(WHAT YOU ARE ASKED TO DO):
Somewhere below are a line with "In addition: It" and a later line with "Fixes #2166, and". Output exactly those lines and all lines between them.

___ INPUT DATA

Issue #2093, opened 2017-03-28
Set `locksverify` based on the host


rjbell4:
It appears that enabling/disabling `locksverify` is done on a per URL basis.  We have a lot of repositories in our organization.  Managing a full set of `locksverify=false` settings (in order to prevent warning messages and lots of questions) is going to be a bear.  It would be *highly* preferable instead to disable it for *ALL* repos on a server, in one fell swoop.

______
___ INPUT DATA

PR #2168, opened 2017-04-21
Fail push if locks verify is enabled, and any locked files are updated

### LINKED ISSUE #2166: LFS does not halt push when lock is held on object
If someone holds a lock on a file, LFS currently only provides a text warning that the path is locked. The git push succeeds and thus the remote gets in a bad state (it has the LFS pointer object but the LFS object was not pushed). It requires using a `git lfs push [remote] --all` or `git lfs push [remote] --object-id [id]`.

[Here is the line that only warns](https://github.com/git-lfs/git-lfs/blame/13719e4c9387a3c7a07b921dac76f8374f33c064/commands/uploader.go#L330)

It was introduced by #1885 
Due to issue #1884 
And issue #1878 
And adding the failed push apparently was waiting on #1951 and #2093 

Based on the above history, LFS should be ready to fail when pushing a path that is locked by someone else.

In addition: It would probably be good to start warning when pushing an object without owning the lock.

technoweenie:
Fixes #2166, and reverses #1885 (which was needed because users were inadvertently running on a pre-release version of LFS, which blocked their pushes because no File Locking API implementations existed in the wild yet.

______
___ INPUT DATA

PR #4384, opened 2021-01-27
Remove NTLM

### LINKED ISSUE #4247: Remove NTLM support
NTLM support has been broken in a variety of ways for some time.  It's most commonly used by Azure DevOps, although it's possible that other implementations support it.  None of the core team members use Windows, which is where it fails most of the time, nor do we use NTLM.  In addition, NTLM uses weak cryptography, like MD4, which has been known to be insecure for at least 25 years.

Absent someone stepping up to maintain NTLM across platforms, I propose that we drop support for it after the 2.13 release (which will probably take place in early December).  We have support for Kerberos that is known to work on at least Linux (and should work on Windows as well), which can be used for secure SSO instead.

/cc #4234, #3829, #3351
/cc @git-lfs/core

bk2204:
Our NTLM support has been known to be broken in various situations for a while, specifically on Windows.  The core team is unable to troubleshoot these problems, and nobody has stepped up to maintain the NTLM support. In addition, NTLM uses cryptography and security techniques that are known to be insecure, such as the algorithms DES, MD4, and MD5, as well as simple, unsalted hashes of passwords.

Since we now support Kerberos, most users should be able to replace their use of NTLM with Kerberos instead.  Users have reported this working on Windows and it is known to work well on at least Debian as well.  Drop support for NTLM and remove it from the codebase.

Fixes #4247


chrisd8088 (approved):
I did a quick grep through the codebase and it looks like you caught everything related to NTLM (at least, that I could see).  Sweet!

______

(TASK RESULT):
In addition: It would probably be good to start warning when pushing an object without owning the lock.

technoweenie:
Fixes #2166, and reverses #1885 (which was needed because users were inadvertently running on a pre-release version of LFS, which blocked their pushes because no File Locking API implementations existed in the wild yet.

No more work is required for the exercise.